**Activity:**
Within these records, how many lines hold "same"? Give the number alone.

**Provided records:**
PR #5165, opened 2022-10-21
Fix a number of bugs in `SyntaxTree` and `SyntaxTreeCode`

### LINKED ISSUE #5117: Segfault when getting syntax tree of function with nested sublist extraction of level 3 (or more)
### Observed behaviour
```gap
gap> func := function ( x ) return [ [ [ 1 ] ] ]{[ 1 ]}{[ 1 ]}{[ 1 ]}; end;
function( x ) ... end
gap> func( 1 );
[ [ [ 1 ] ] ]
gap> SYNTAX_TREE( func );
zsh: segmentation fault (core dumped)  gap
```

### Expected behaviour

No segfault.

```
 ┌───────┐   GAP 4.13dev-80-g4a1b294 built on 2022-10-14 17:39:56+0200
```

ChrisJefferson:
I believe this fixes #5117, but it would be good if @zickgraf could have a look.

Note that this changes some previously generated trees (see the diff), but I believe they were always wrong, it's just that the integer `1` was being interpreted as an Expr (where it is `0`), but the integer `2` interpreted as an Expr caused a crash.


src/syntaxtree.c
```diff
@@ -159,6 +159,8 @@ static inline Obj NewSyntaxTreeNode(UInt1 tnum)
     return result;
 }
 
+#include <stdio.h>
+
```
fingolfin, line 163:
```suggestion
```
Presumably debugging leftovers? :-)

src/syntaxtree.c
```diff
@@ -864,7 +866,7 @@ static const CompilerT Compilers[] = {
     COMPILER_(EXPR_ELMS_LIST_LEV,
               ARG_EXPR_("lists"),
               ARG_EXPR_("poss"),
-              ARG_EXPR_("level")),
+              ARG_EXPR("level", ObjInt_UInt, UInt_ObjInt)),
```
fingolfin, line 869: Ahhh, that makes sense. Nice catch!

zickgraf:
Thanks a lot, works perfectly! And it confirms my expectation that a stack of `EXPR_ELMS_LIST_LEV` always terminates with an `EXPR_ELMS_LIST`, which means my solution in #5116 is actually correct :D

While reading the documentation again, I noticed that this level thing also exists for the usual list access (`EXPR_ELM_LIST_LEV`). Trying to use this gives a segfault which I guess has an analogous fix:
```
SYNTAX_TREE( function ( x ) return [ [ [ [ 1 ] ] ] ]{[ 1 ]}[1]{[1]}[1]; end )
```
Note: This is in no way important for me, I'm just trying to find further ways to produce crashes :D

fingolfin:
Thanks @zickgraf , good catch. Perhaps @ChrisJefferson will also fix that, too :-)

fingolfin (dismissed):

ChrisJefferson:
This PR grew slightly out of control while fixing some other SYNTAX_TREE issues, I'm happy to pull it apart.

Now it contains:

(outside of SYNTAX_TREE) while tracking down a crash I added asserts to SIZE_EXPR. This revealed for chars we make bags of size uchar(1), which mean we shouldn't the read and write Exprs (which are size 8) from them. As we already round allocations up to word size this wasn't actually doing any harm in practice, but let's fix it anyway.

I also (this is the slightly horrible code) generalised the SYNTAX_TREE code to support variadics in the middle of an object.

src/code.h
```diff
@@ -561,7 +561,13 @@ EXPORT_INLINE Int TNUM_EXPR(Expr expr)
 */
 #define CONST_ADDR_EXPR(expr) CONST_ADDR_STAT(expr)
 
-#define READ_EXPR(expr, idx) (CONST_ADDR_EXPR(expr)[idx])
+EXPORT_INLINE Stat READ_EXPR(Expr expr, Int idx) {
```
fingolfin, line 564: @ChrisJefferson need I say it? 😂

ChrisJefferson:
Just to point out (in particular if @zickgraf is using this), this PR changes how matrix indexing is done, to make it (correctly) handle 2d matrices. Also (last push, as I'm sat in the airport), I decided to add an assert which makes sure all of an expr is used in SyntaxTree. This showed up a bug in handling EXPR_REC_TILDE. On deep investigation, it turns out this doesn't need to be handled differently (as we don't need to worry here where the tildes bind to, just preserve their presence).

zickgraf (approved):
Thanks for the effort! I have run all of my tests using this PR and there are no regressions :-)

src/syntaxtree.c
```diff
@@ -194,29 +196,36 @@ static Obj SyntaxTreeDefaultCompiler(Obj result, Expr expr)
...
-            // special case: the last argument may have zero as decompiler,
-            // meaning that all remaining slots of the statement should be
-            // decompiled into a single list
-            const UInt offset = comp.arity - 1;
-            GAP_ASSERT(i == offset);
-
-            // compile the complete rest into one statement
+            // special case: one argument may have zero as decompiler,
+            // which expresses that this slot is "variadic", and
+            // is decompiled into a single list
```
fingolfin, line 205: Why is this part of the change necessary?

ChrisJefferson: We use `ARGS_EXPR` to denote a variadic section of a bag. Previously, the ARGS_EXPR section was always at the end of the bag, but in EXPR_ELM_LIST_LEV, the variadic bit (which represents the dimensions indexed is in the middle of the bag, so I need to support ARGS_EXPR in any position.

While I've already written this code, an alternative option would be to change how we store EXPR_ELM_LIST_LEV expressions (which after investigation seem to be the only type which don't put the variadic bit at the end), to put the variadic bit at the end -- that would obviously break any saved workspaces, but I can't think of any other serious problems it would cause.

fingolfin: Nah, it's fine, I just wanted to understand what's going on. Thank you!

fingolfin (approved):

==

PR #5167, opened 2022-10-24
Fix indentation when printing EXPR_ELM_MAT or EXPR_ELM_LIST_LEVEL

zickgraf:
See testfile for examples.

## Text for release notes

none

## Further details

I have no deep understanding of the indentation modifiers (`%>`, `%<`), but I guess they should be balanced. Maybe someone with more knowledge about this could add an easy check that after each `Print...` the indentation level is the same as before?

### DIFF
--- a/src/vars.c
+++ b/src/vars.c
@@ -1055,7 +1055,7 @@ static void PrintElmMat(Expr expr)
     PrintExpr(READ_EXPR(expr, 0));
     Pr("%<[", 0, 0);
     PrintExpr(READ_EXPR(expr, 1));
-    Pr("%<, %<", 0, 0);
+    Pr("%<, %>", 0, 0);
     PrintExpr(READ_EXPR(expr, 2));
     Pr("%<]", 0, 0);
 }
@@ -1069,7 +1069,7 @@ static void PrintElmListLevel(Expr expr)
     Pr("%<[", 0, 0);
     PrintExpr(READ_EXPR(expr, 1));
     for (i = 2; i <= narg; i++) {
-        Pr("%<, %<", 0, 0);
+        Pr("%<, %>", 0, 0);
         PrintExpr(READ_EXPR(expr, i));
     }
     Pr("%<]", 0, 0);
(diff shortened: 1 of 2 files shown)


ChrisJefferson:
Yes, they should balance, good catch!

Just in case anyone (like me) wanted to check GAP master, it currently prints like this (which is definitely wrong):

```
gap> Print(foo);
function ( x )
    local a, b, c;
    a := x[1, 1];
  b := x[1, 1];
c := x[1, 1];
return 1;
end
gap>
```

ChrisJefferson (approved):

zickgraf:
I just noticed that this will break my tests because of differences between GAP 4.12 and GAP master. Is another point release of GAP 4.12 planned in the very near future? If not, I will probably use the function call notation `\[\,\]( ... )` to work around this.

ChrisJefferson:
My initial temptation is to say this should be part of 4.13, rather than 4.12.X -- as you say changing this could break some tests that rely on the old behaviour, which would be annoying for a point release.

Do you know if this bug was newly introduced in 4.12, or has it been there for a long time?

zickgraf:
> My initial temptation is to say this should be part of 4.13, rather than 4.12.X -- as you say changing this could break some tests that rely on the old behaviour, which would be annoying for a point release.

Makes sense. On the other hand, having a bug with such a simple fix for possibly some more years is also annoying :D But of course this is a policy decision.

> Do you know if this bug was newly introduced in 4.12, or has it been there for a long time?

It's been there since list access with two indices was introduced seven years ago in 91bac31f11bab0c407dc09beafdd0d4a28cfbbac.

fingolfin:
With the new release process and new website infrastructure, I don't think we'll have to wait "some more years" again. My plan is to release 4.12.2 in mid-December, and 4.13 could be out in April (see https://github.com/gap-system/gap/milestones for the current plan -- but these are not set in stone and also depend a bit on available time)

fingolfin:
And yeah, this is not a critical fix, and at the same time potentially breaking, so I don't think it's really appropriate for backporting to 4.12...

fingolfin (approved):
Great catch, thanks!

**Written solution:**
2